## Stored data

——————————

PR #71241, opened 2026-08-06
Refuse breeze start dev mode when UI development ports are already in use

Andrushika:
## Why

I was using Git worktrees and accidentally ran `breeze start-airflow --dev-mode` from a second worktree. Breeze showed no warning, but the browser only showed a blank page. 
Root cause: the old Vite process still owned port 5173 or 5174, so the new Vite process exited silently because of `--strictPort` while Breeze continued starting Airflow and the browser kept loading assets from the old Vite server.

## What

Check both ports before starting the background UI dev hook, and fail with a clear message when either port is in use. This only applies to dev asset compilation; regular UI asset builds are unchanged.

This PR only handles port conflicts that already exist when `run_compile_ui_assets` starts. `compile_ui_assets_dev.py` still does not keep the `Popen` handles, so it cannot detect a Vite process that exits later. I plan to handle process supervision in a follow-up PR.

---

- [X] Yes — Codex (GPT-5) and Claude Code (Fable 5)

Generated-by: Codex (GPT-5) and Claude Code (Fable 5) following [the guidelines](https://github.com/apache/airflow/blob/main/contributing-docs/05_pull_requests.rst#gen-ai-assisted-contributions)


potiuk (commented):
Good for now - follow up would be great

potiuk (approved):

——————————

## WHAT TO PRODUCE
Print all the data above word for word.

## TASK RESULT
PR #71241, opened 2026-08-06
Refuse breeze start dev mode when UI development ports are already in use

Andrushika:
## Why

I was using Git worktrees and accidentally ran `breeze start-airflow --dev-mode` from a second worktree. Breeze showed no warning, but the browser only showed a blank page. 
Root cause: the old Vite process still owned port 5173 or 5174, so the new Vite process exited silently because of `--strictPort` while Breeze continued starting Airflow and the browser kept loading assets from the old Vite server.

## What

Check both ports before starting the background UI dev hook, and fail with a clear message when either port is in use. This only applies to dev asset compilation; regular UI asset builds are unchanged.

This PR only handles port conflicts that already exist when `run_compile_ui_assets` starts. `compile_ui_assets_dev.py` still does not keep the `Popen` handles, so it cannot detect a Vite process that exits later. I plan to handle process supervision in a follow-up PR.

---

- [X] Yes — Codex (GPT-5) and Claude Code (Fable 5)

Generated-by: Codex (GPT-5) and Claude Code (Fable 5) following [the guidelines](https://github.com/apache/airflow/blob/main/contributing-docs/05_pull_requests.rst#gen-ai-assisted-contributions)


potiuk (commented):
Good for now - follow up would be great

potiuk (approved):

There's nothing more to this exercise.